India has attempted to make its power count by going in for an offensive conventional doctrine, colloquially dubbed ‘Cold Start’. This recreated the conventional space to hit back at Pakistan for its proxy war provocations while remaining within the nuclear threshold. Pakistan has responded by increasing its nuclear capability to ‘edge’ past India’s by the end of the decade. Cognizant of India’s possible military reaction, it has taken care not to repeat 26/11. It has lent itself as a site for Chinese containment of India in the larger Sino-Indian power play on the wider chess board of Asia. India for its part has inclined towards the US thereby affording the superpower an option for offsetting the challenge posed by China at the global level.
The aim of this brief survey of realpolitik wasto point out that with increasing Indian power over the future and declining power of an internally-beset Pakistan, the future may end up quite like the past.
Currently, in India’s prescription, a move towards democracy in Pakistan would result in democratic peace breaking out. India has fitfully attempted to foster this by reaching out to Pakistan intermittently over the years in the hope that this would foster a democratic peace constituency and restrict the political space of the Army and anti-India forces. The Pakistani Army has successfully stymied these measures to preserve its institutional interests and for using the Indian ‘Other’ for purposes of national cohesion, both vertically and horizontally.

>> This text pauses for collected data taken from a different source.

PR #520, opened 2026-09-20
fix: return 0 from MCWindowProc after WM_CLOSE to prevent DefWindowProc destroying IDE windows

### LINKED ISSUE #519: [win] unable to open Settings a second time
- open Edit > Settings
- close the window
- open Edit > Settings (no window)

emily-elizabeth:
The global hotkeys refactor in 0.9.15 (c33599a5c) restructured MCWindowProc so that all switch cases fall through to a single DefWindowProc call at the end of the function. Previously, explicitly handled messages returned 0; after the refactor they all call DefWindowProc.

For WM_CLOSE this is a silent regression: DefWindowProc's default behaviour for WM_CLOSE is to call DestroyWindow, which destroys the OS-level window unconditionally — even when the engine's own wclose() handler has already processed the message and the script cancelled the close via closeStackRequest. The result is that IDE palette/modeless windows (settings, property inspector, script editor, etc.) are destroyed at the OS level on first close and cannot be reopened, with no error or visible indication.

Fix: add an explicit `return 0` to the WM_CLOSE case so that after wclose() has dispatched closeStackRequest and applied the script's decision (close or cancel), Windows receives no further instruction. wclose() already contains the complete close-or-cancel decision tree including calling target->close() and target->checkdestroy() when the script passes; there is nothing for DefWindowProc to add.

Claude-Session: https://claude.ai/code/session_01JnjnNvMARU5z6YwW1PbTDk


emily-elizabeth:
tested on Windows 11
global hot keys work as well as closing and reopening IDE windows

PR #70, opened 2022-11-17
subcommand silence usage and parent command print usage instead of print err

carlory:
/kind feature

### DIFF
--- a/pkg/kwok/cmd/root.go
+++ b/pkg/kwok/cmd/root.go
@@ -65,10 +65,11 @@ func NewCommand(logger logger.Logger) *cobra.Command {
 	)
 
 	cmd := &cobra.Command{
-		Args:  cobra.NoArgs,
-		Use:   "kwok [command]",
-		Short: "kwok is a tool for simulate thousands of fake kubelets",
-		Long:  "kwok is a tool for simulate thousands of fake kubelets",
+		Args:         cobra.NoArgs,
+		Use:          "kwok [command]",
+		Short:        "kwok is a tool for simulate thousands of fake kubelets",
+		Long:         "kwok is a tool for simulate thousands of fake kubelets",
+		SilenceUsage: true,
 		RunE: func(cmd *cobra.Command, args []string) error {
 			if kubeconfig != "" {
 				f, err := os.Stat(kubeconfig)
--- a/pkg/kwokctl/cmd/create/cluster/cluster.go
+++ b/pkg/kwokctl/cmd/create/cluster/cluster.go
@@ -63,10 +63,11 @@ type flagpole struct {
 func NewCommand(logger logger.Logger) *cobra.Command {
 	flags := &flagpole{}
 	cmd := &cobra.Command{
-		Args:  cobra.NoArgs,
-		Use:   "cluster",
-		Short: "Creates a cluster",
-		Long:  "Creates a cluster",
+		Args:         cobra.NoArgs,
+		Use:          "cluster",
+		Short:        "Creates a cluster",
+		Long:         "Creates a cluster",
+		SilenceUsage: true,
 		RunE: func(cmd *cobra.Command, args []string) error {
 			flags.Name = vars.DefaultCluster
 			return runE(cmd.Context(), logger, flags)
--- a/pkg/kwokctl/cmd/create/create.go
+++ b/pkg/kwokctl/cmd/create/create.go
@@ -17,8 +17,6 @@ limitations under the License.
 package create
 
 import (
-	"fmt"
-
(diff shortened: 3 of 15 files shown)


wzshiming (changes requested):
There is actual output, but it is swiped by subsequent Usage messages, so maybe we can hide the Usage messages when the process executes with an error.

carlory:
It maybe necessary to print err in the main.go, because we does not make sure that error message is logged.

FYI: https://github.com/kubernetes-sigs/kwok/blob/main/pkg/kwok/cmd/root.go#L84


> so maybe we can hide the Usage messages when the process executes with an error.

It makes sense.

carlory:
cc @wzshiming

cmd/kwok/main.go
```diff
@@ -28,6 +29,7 @@ func main() {
 	command := cmd.NewCommand(logger)
 	err := command.Execute()
 	if err != nil {
+		fmt.Fprintf(os.Stderr, "error: %v\n", err)
```
wzshiming, line 32:
```
W1118 11:00:42.067335   81145 client_config.go:617] Neither --kubeconfig nor --master was specified.  Using the inClusterConfig.  This might not work.
W1118 11:00:42.067360   81145 client_config.go:622] error creating inClusterConfig, falling back to default config: unable to load in-cluster configuration, KUBERNETES_SERVICE_HOST and KUBERNETES_SERVICE_PORT must be defined
Error: invalid configuration: no configuration has been provided, try setting KUBERNETES_MASTER environment variable
error: invalid configuration: no configuration has been provided, try setting KUBERNETES_MASTER environment variable
exit status 1
```

wzshiming: Maybe this could be removed, or the built-in default error output could be disabled?

pkg/kwok/cmd/root.go
```diff
@@ -65,10 +65,11 @@ func NewCommand(logger logger.Logger) *cobra.Command {
...
 	cmd := &cobra.Command{
-		Args:  cobra.NoArgs,
-		Use:   "kwok [command]",
-		Short: "kwok is a tool for simulate thousands of fake kubelets",
-		Long:  "kwok is a tool for simulate thousands of fake kubelets",
+		Args:         cobra.NoArgs,
+		Use:          "kwok [command]",
+		Short:        "kwok is a tool for simulate thousands of fake kubelets",
+		Long:         "kwok is a tool for simulate thousands of fake kubelets",
+		SilenceUsage: true,
```
wzshiming, line 72: It seems to have missed some `cobra.Command`s that don't have this option, I counted 15 of them and we need to add this option.

cmd/kwok/main.go
carlory: we can remove it, because cobra will print error info when runE returns an error

pkg/kwok/cmd/root.go
carlory: for parent command, we can puts out the help for the command instead of print error. 


```

Error: subcommand is required
Usage:
  kwokctl [command] [flags]
  kwokctl [command]

Available Commands:
  completion  Generate the autocompletion script for the specified shell
  create      Creates one of [cluster]
  delete      Deletes one of [cluster]
  get         Gets one of [artifacts, clusters, kubeconfig]
  help        Help about any command
  kubectl     kubectl in cluster
  logs        Logs one of [audit, etcd, kube-apiserver, kube-controller-manager, kube-scheduler, kwok-controller, prometheus]
  snapshot    Snapshot [save, restore] one of cluster

Flags:
  -h, --help          help for kwokctl
      --name string   cluster name (default "kwok")

Use "kwokctl [command] --help" for more information about a command.

exit status 1
```

expected:

```
Kwokctl is a Kwok cluster management tool

Usage:
  kwokctl [command] [flags]
  kwokctl [command]

Available Commands:
  completion  Generate the autocompletion script for the specified shell
  create      Creates one of [cluster]
  delete      Deletes one of [cluster]
  get         Gets one of [artifacts, clusters, kubeconfig]
  help        Help about any command
  kubectl     kubectl in cluster
  logs        Logs one of [audit, etcd, kube-apiserver, kube-controller-manager, kube-scheduler, kwok-controller, prometheus]
  snapshot    Snapshot [save, restore] one of cluster

Flags:
  -h, --help          help for kwokctl
      --name string   cluster name (default "kwok")

Use "kwokctl [command] --help" for more information about a command.
```

carlory:
/retitle subcommand silence usage and parent command print usage instead of print err

carlory:
cc @wzshiming 

It‘s ready for review.

PR #74, opened 2022-11-18
Support Pod/Node lifecycle simulation

### LINKED ISSUE #67: [kwok] Pod lifecycle simulation
This is just a preliminary design

## Goals
- Support simulate the pod's real behavior as much as possible
- Flexible and configurable
- Present some templates:
  - Up and running quickly
  - Simulates realistic normal/abnormal behavior

## Design 1

<details>

``` yaml
kind: Scenario
metadata:
  name: scenario-0
spec:
  selector:
    matchLabels:
      app: demo
  stages:
  - kind: Duration
    delay: 5s
    jitter: 0.2

  - kind: Switch
    cases:
    - weight: 9
      stages: 
      - kind: PresetStatus
        template: PullImage
    - weight: 1
      stages: 
      - kind: PresetStatus
        template: FailedPullImage
      - kind: GoToBegin

  - kind: Duration
    delay: 1s

  - kind: PresetStatus
    template: Creating

  - kind: Duration
    delay: 1s
    jitter: 0.1

  - kind: PresetStatus
    template: NotReady

  - kind: Duration
    delay: 1s
    jitter: 0.1

  - kind: Switch
    cases:
    - weight: 20
      stages: 
      - kind: PresetStatus
        template: Ready
      - kind: End

    - weight: 5
      stages: 
      - kind: PresetStatus
        template: Failed
      - kind: End

    - weight: 5
      - kind: PresetStatus
        template: Restart
      - kind: GoToBegin

```

</details>

## Design 2

``` yaml
kind: Stage
metadata:
  name: pod-create
spec:
  resourceRef:
    apiGroup: v1
    kind: Pod
  selector:
    matchExpressions:
      - key: '.metadata.deletionTimestamp'
        operator: 'DoesNotExist'
      - key: '.status.podIP'
        operator: 'DoesNotExist'
  weight: 1
  delay:
    durationSeconds: 1
  next:
    event:
      type: Normal
      reason: Created
      message: Created container
    finalizers:
      add:
        - value: 'kwok.x-k8s.io/fake'
    statusTemplate: |
      {{ $now := Now }}
      conditions:
      {{ if .spec.initContainers }}
        - lastProbeTime: null
          lastTransitionTime: '{{ $now }}'
          message: 'containers with incomplete status: [{{ range .spec.initContainers }} {{ .name }} {{ end }}]'
          reason: ContainersNotInitialized
          status: "False"
          type: Initialized
      {{ else }}
        - lastProbeTime: null
          lastTransitionTime: '{{ $now }}'
          status: "True"
          type: Initialized
      {{ end }}
        - lastProbeTime: null
          lastTransitionTime: '{{ $now }}'
          message: 'containers with unready status: [{{ range .spec.containers }} {{ .name }} {{ end }}]'
          reason: ContainersNotReady
          status: "False"
          type: Ready
        - lastProbeTime: null
          lastTransitionTime: '{{ $now }}'
          message: 'containers with unready status: [{{ range .spec.containers }} {{ .name }} {{ end }}]'
          reason: ContainersNotReady
          status: "False"
          type: ContainersReady
      {{ range .spec.readinessGates }}
        - lastTransitionTime: {{ $now }}
          status: "True"
          type: {{ .conditionType }}
      {{ end }}
      {{ if .spec.initContainers }}
      initContainerStatuses:
        {{ range .spec.initContainers }}
        - image: {{ .image }}
          name: {{ .name }}
          ready: false
          restartCount: 0
          started: false
          state:
            waiting:
              reason: PodInitializing
        {{ end }}
      containerStatuses:
        {{ range .spec.containers }}
        - image: {{ .image }}
          name: {{ .name }}
          ready: false
          restartCount: 0
          started: false
          state:
            waiting:
              reason: PodInitializing
        {{ end }}
      {{ else }}
      containerStatuses:
        {{ range .spec.containers }}
        - image: {{ .image }}
          name: {{ .name }}
          ready: false
          restartCount: 0
          started: false
          state:
            waiting:
              reason: ContainerCreating
        {{ end }}
      {{ end }}
      hostIP: {{ with .status.hostIP }} {{ . }} {{ else }} {{ NodeIP }} {{ end }}
      podIP: {{ with .status.podIP }} {{ . }} {{ else }} {{ PodIP }} {{ end }}
      phase: Pending
---
kind: Stage
metadata:
  name: pod-init-container-running
spec:
  resourceRef:
    apiGroup: v1
    kind: Pod
  selector:
    matchExpressions:
      - key: '.metadata.deletionTimestamp'
        operator: 'DoesNotExist'
      - key: '.status.phase'
        operator: 'In'
        values:
          - 'Pending'
      - key: '.status.conditions.[] | select( .type == "Initialized" ) | .status'
        operator: 'NotIn'
        values:
          - 'True'
      - key: '.status.initContainerStatuses.[].state.waiting.reason'
        operator: 'Exists'
  weight: 1
  delay:
    durationSeconds: 5
  next:
    statusTemplate: |
      {{ $now := Now }}
      {{ $root := . }}
      initContainerStatuses:
        {{ range $index, $item := .spec.initContainers }}
        {{ $origin := index $root.status.initContainerStatuses $index }}
        - image: {{ $item.image }}
          name: {{ $item.name }}
          ready: true
          restartCount: 0
          started: true
          state:
            running:
              startedAt: '{{ $now }}'
        {{ end }}
---
kind: Stage
metadata:
  name: pod-init-container-completed
spec:
  resourceRef:
    apiGroup: v1
    kind: Pod
  selector:
    matchExpressions:
      - key: '.metadata.deletionTimestamp'
        operator: 'DoesNotExist'
      - key: '.status.phase'
        operator: 'In'
        values:
          - 'Pending'
      - key: '.status.conditions.[] | select( .type == "Initialized" ) | .status'
        operator: 'NotIn'
        values:
          - 'True'
      - key: '.status.initContainerStatuses.[].state.running.startedAt'
        operator: 'Exists'
  weight: 1
  delay:
    durationSeconds: 5
  next:
    statusTemplate: |
      {{ $now := Now }}
      {{ $root := . }}
      conditions:
        - lastProbeTime: null
          lastTransitionTime: '{{ $now }}'
          status: "True"
          type: Initialized
      initContainerStatuses:
        {{ range $index, $item := .spec.initContainers }}
        {{ $origin := index $root.status.initContainerStatuses $index }}
        - image: {{ $item.image }}
          name: {{ $item.name }}
          ready: true
          restartCount: 0
          started: false
          state:
            terminated:
              exitCode: 0
              finishedAt: '{{ $now }}'
              reason: Completed
              startedAt: '{{ $now }}'
        {{ end }}
      containerStatuses:
        {{ range .spec.containers }}
        - image: {{ .image }}
          name: {{ .name }}
          ready: false
          restartCount: 0
          started: false
          state:
            waiting:
              reason: ContainerCreating
        {{ end }}
---
kind: Stage
metadata:
  name: pod-ready
spec:
  resourceRef:
    apiGroup: v1
    kind: Pod
  selector:
    matchExpressions:
      - key: '.metadata.deletionTimestamp'
        operator: 'DoesNotExist'
      - key: '.status.phase'
        operator: 'In'
        values:
          - 'Pending'
      - key: '.status.conditions.[] | select( .type == "Initialized" ) | .status'
        operator: 'In'
        values:
          - 'True'
      - key: '.status.conditions.[] | select( .type == "ContainersReady" ) | .status'
        operator: 'NotIn'
        values:
          - 'True'
  weight: 1
  delay:
    durationSeconds: 10
  next:
    delete: false
    statusTemplate: |
      {{ $now := Now }}
      {{ $root := . }}
      conditions:
        - lastProbeTime: null
          lastTransitionTime: '{{ $now }}'
          message: ''
          reason: ''
          status: "True"
          type: Ready
        - lastProbeTime: null
          lastTransitionTime: '{{ $now }}'
          message: ''
          reason: ''
          status: "True"
          type: ContainersReady
      containerStatuses:
        {{ range $index, $item := .spec.containers }}
        {{ $origin := index $root.status.containerStatuses $index }}
        - image: {{ $item.image }}
          name: {{ $item.name }}
          ready: true
          restartCount: 0
          started: true
          state:
            running:
              startedAt: '{{ $now }}'
        {{ end }}
      phase: Running
---
kind: Stage
metadata:
  name: pod-completed-for-job
spec:
  resourceRef:
    apiGroup: v1
    kind: Pod
  selector:
    matchExpressions:
      - key: '.metadata.deletionTimestamp'
        operator: 'DoesNotExist'
      - key: '.status.phase'
        operator: 'In'
        values:
          - 'Running'
      - key: '.status.conditions.[] | select( .type == "Ready" ) | .status'
        operator: 'In'
        values:
          - 'True'
      - key: '.metadata.ownerReferences.[].kind'
        operator: 'In'
        values:
          - 'Job'
  weight: 1
  delay:
    durationSeconds: 10
  next:
    delete: false
    statusTemplate: |
      {{ $now := Now }}
      {{ $root := . }}
      containerStatuses:
        {{ range $index, $item := .spec.containers }}
        {{ $origin := index $root.status.containerStatuses $index }}
        - image: {{ $item.image }}
          name: {{ $item.name }}
          ready: true
          restartCount: 0
          started: false
          state:
            terminated:
              exitCode: 0
              finishedAt: '{{ $now }}'
              reason: Completed
              startedAt: '{{ $now }}'
        {{ end }}
      phase: Succeeded
---
kind: Stage
metadata:
  name: pod-remove-finalizer
spec:
  resourceRef:
    apiGroup: v1
    kind: Pod
  selector:
    matchExpressions:
      - key: '.metadata.deletionTimestamp'
        operator: 'Exists'
      - key: '.metadata.finalizers'
        operator: 'In'
        values:
          - 'kwok.x-k8s.io/fake'
  weight: 1
  delay:
    durationSeconds: 1
  next:
    finalizers:
      remove:
        - value: 'kwok.x-k8s.io/fake'
    event:
      type: Normal
      reason: Killing
      message: Stopping container
---
kind: Stage
metadata:
  name: pod-delete
spec:
  resourceRef:
    apiGroup: v1
    kind: Pod
  selector:
    matchExpressions:
      - key: '.metadata.deletionTimestamp'
        operator: 'Exists'
      - key: '.metadata.finalizers'
        operator: 'DoesNotExist'
  weight: 1
  delay:
    durationSeconds: 1
    jitterDurationSecondsFrom:
      expressionFrom: '.metadata.deletionTimestamp'
  next:
    delete: true
```

``` golang
package v1alpha1

import (
	metav1 "k8s.io/apimachinery/pkg/apis/meta/v1"
)

// Stage is an API that describes the staged change of a resource
type Stage struct {
	metav1.TypeMeta `json:",inline"`
	// Standard list metadata.
	// More info: https://git.k8s.io/community/contributors/devel/sig-architecture/api-conventions.md#metadata
	metav1.ObjectMeta `json:"metadata,omitempty"`
	// Spec holds information about the request being evaluated.
	Spec StageSpec `json:"spec,omitempty"`
}

// StageSpec defines the specification for Stage.
type StageSpec struct {
	// ResourceRef specifies the Kind and version of the resource.
	ResourceRef StageResourceRef `json:"resourceRef"`
	// Selector specifies the stags will be applied to the selected resource.
	Selector *StageSelector `json:"selector,omitempty"`
	// Weight means the current stage, in case of multiple stages,
	// a random stage will be matched as the next stage based on the weight.
	Weight *int `json:"weight,omitempty"`
	// Delay means there is a delay in this stage.
	Delay *StageDelay `json:"delay,omitempty"`
	// Next indicates that this stage will be moved to.
	Next StageNext `json:"next"`
}

// StageResourceRef specifies the kind and version of the resource.
type StageResourceRef struct {
	// APIGroup of the referent.
	APIGroup *string `json:"apiGroup,omitempty"`
	// Kind of the referent.
	Kind string `json:"kind"`
}

// StageDelay describes the delay time before going to next.
type StageDelay struct {
	// DurationSeconds indicates the stage delay time (in seconds).
	// If JitterDurationSeconds is less than DurationSeconds, then JitterDurationSeconds is used.
	DurationSeconds int `json:"durationSeconds"`
	// DurationSecondsFrom is the expression used to get the value.
	// If it is a time.Time type, getting the value will be minus now() to get DurationSeconds
	// If it is a string type, the value get will be parsed by time.ParseDuration.
	DurationSecondsFrom *ExpressionFromSource `json:"durationSecondsFrom,omitempty"`

	// JitterDurationSeconds is the duration plus an additional amount chosen uniformly
	// at random from the interval between `durationSeconds` and `jitterDurationSeconds`.
	JitterDurationSeconds *int `json:"jitterDurationSeconds,omitempty"`
	// JitterDurationSecondsFrom is the expression used to get the value.
	// If it is a time.Time type, getting the value will be minus now() to get JitterDurationSeconds
	// If it is a string type, the value get will be parsed by time.ParseDuration.
	JitterDurationSecondsFrom *ExpressionFromSource `json:"jitterDurationSecondsFrom,omitempty"`
}

// StageNext describes a stage will be moved to.
type StageNext struct {
	// Event means that an event will be sent.
	Event *StageEvent `json:"event,omitempty"`
	// Finalizers means that finalizers will be modified.
	Finalizers *StageFinalizers `json:"finalizers,omitempty"`
	// Delete means that the resource will be deleted if true.
	Delete bool `json:"delete,omitempty"`
	// StatusTemplate indicates the template for modifying the status of the resource in the next.
	StatusTemplate string `json:"statusTemplate,omitempty"`
}

// StageFinalizers describes the modifications in the finalizers of a resource.
type StageFinalizers struct {
	// Add means that the Finalizers will be added to the resource.
	Add []FinalizerItem `json:"add,omitempty"`
	// Remove means that the Finalizers will be removed from the resource.
	Remove []FinalizerItem `json:"remove,omitempty"`
	// Empty means that the Finalizers for that resource will be emptied.
	Empty bool `json:"empty,omitempty"`
}

// FinalizerItem  describes the one of the finalizers.
type FinalizerItem struct {
	Value string `json:"value,omitempty"`
}

// StageEvent describes one event in the Kubernetes.
type StageEvent struct {
	// Type is the type of this event (Normal, Warning), It is machine-readable.
	Type string `json:"type,omitempty"`
	// Reason is why the action was taken. It is human-readable.
	Reason string `json:"reason,omitempty"`
	// Message is a human-readable description of the status of this operation.
	Message string `json:"message,omitempty"`
}

// StageSelector is a resource selector. the result of matchLabels and matchAnnotations and
// matchExpressions are ANDed. An empty resource selector matches all objects. A null
// resource selector matches no objects.
type StageSelector struct {
	// MatchLabels is a map of {key,value} pairs. A single {key,value} in the matchLabels
	// map is equivalent to an element of matchExpressions, whose key field is ".metadata.labels[key]", the
	// operator is "In", and the values array contains only "value". The requirements are ANDed.
	MatchLabels map[string]string `json:"matchLabels,omitempty"`
	// MatchAnnotations is a map of {key,value} pairs. A single {key,value} in the matchAnnotations
	// map is equivalent to an element of matchExpressions, whose key field is ".metadata.annotations[key]", the
	// operator is "In", and the values array contains only "value". The requirements are ANDed.
	MatchAnnotations map[string]string `json:"matchAnnotations,omitempty"`
	// MatchExpressions is a list of label selector requirements. The requirements are ANDed.
	MatchExpressions []SelectorRequirement `json:"matchExpressions,omitempty"`
}

// SelectorRequirement is a resource selector requirement is a selector that contains values, a key,
// and an operator that relates the key and values.
type SelectorRequirement struct {
	// The name of the scope that the selector applies to.
	Key string `json:"key"`
	// Represents a scope's relationship to a set of values.
	Operator SelectorOperator `json:"operator"`
	// An array of string values.
	// If the operator is In, NotIn, Intersection or NotIntersection, the values array must be non-empty.
	// If the operator is Exists or DoesNotExist, the values array must be empty.
	Values []string `json:"values,omitempty"`
}

// SelectorOperator is a label selector operator is the set of operators that can be used in a selector requirement.
type SelectorOperator string

var (
	SelectorOpIn           SelectorOperator = "In"
	SelectorOpNotIn        SelectorOperator = "NotIn"
	SelectorOpExists       SelectorOperator = "Exists"
	SelectorOpDoesNotExist SelectorOperator = "DoesNotExist"
)

// ExpressionFromSource represents a source for the value of a from.
type ExpressionFromSource struct {
	// ExpressionFrom is the expression used to get the value.
	ExpressionFrom string `json:"expressionFrom,omitempty"`
}
```

wzshiming:
Fixes #67

/kind feature


stages/pod-general.yaml
```diff
@@ -0,0 +1,357 @@
...
+          state:
+            waiting:
+              reason: ContainerCreating
+        {{ end }}
+      {{ end }}
+      hostIP: {{ with .status.hostIP }} {{ . }} {{ else }} {{ NodeIP }} {{ end }}
+      podIP: {{ with .status.podIP }} {{ . }} {{ else }} {{ PodIP }} {{ end }}
+      phase: Pending
+---
+kind: Stage
```
kerthcet, line 100: From my point of view, it would be a little too complex for end-users to config based on current implementations, providing examples mitigate this a little but not much I think, especially for someone who're SREs not developers.

Besides, I would like to see something more like this, but I have no idea whether this meets all your needs and descriptive enough. This can also not a CRD I think. 
``` yaml
Steps:
- name: create pod
   phase: Pending
   filePath: <path-to-pod.yaml>
   condition:
     type:
     status:
     lastProbeTime:
     lastTransitionTime:
     reason:
     message:
- name: running pod
   after: 10s # waiting time after prev step
   phase: Running
   condition:
- name: liveness probe error # something like this
   phase: Fail
   condition:
- name: delete pod
   phase: Terminating
   condition:
- name: pod is terminated
   phase: Terminated
# - phase: Succeed
# - phase: Unknown
```

This is declarative and if necessary, you can export pod field if you like.

wzshiming: https://github.com/kubernetes-sigs/kwok/issues/67
https://github.com/kubernetes-sigs/kwok/issues/67#issuecomment-1312732001

This is my first version of the design, which has the fatal problem of needing to have a state to maintain the stage where the Pod is, 
and if the kwok is restarted, it can't pick up where it left off.

stages/pod-fast.yaml
```diff
@@ -0,0 +1,124 @@
...
+      - key: '.metadata.deletionTimestamp'
+        operator: 'DoesNotExist'
+      - key: '.status.phase'
+        operator: 'In'
+        values:
+          - 'Running'
+      - key: '.metadata.ownerReferences.[].kind'
+        operator: 'In'
+        values:
+          - 'Job'
```
Huang-Wei, line 86: If I want to simulate a plain Pod (not controlled by Job) to go through created->running->completed, I assume I can plumb particular labels to the Pod and match here, right?

stages/pod-fast.yaml
```diff
@@ -0,0 +1,124 @@
...
+  name: pod-delete
+spec:
+  resourceRef:
+    apiGroup: v1
+    kind: Pod
+  selector:
+    matchExpressions:
+      - key: '.metadata.deletionTimestamp'
+        operator: 'Exists'
+  next:
```
Huang-Wei, line 121: I assume `delay` is a general directive so I can craft one here to simulate terminationSeconds?

pkg/apis/v1alpha1/stage_types.go
```diff
@@ -0,0 +1,163 @@
...
+	APIGroup string `json:"apiGroup,omitempty"`
+	// Kind of the referent.
+	Kind string `json:"kind"`
+}
+
+// StageDelay describes the delay time before going to next.
+type StageDelay struct {
+	// DurationSeconds indicates the stage delay time (in seconds).
+	// If JitterDurationSeconds is less than DurationSeconds, then JitterDurationSeconds is used.
+	DurationSeconds int `json:"durationSeconds"`
```
Huang-Wei, line 68: IMO Seconds -> MilliSeconds would be more fine-grained.  (applies to other XYZSeconds as well)

(the upstream also met this issue due to hardcode to seconds in first place: https://github.com/kubernetes/kubernetes/issues/76951)

pkg/config/config.go
```diff
@@ -123,6 +123,18 @@ func Load(ctx context.Context, path ...string) ([]metav1.Object, error) {
 				return nil, err
 			}
 			kwokctlConfiguration = out
+		case v1alpha1.StageKind:
```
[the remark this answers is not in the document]
wzshiming: Yes, `Stage` is a configuration option that remains constant during kwok controller startup and could be made into a CRD in the future.

stages/pod-fast.yaml
wzshiming: Yeah.

stages/pod-fast.yaml
wzshiming: Yeah, `delay` is a generic option that can be added to any `Stage`, but `pod-fast` and node-fast are compatible with the original logic, so there is no `delay`.


Something like this can be done by taking a random value between 1 second and `.metadata.deletionTimestamp` as the delay
``` yaml
  delay:
    durationSeconds: 1
    jitterDurationSecondsFrom:
      expressionFrom: '.metadata.deletionTimestamp'
```

pkg/apis/v1alpha1/stage_types.go
wzshiming: I don't have a strong opinion on this issue.
If we use `MilliSeconds`, should we add both `Seconds` and `MilliSeconds` as they do upstream?

In my opinion, maybe it's more generic if we just use `time.Duration`?

``` go
Duration time.Duration `json:"duration"`
```

``` yaml
delay:
  duration: 1s
```

site/content/en/docs/user/stages-configuration.md
```diff
@@ -0,0 +1,105 @@
...
+    matchExpressions:
+      - key: <expressions-string>
+        operator: <string>
+        values:
+          - <string>
+  delay:
+    durationSeconds: <int>
+    durationSecondsFrom: <expressions-string>
+    jitterDurationSeconds: <int>
+    jitterDurationSecondsFrom: <expressions-string>
```
wzshiming, line 39:
```suggestion
  delay:
    duration: <duration-string>
    durationFrom: <expressions-string>
    jitterDuration: <duration-string>
    jitterDurationFrom: <expressions-string>
```

pkg/apis/v1alpha1/stage_types.go
Huang-Wei: > should we add both Seconds and MilliSeconds as they do upstream?

Nope, just MilliSeconds. The upstream adds both for backward compatibility.

site/content/en/docs/user/stages-configuration.md
Huang-Wei: The old format was right - [api-conventions#units](https://github.com/kubernetes/community/blob/master/contributors/devel/sig-architecture/api-conventions.md#units)

pkg/apis/v1alpha1/stage_types.go
Huang-Wei: > In my opinion, maybe it's more generic if we just use time.Duration?

Practically, it's _ok_ if we stick it to a config option. However, if we want better extensibility (like implement in CRD) and non-Go support, we'd better follow the abovementioned API conventions, in particular:

> Duration fields must be represented as integer fields with units being part of the field name (e.g. leaseDurationSeconds). We don't use Duration in the API since that would require clients to implement go-compatible parsing.

wzshiming: https://github.com/kubernetes/community/blob/master/contributors/devel/sig-architecture/api-conventions.md#units

I get it, it sounds very reasonable, I will add it in the future.

wzshiming: https://github.com/kubernetes/community/blob/master/contributors/devel/sig-architecture/api-conventions.md#units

India cannot indefinitely rely on Pakistan reforming itself. The expectation that India can ‘manage’ Pakistan in the interim may, in the event of a militarized and nuclearized future crisis, end up disrupting India’s economic growth. India must therefore work towards an outcome getting Pakistan on the bandwagon. The strategy must be to dilute military power as an ingredient of prestige. This implies shifting the definition of prestige in favor of other prestige-imparting factors, such as improved social indicators.
This is unlikely to happen in a polity with a center-right center of gravity. Additionally, there is a nationalism informed by ‘cultural nationalism’. There are also institutional and sectional actors advantaged by India’s ascending military graph. The ‘solution’ in terms of redefining India’s ambitions appears a non-starter.
It seems that crisis must first give way to conflict before the nuclear portents compel a brighter future.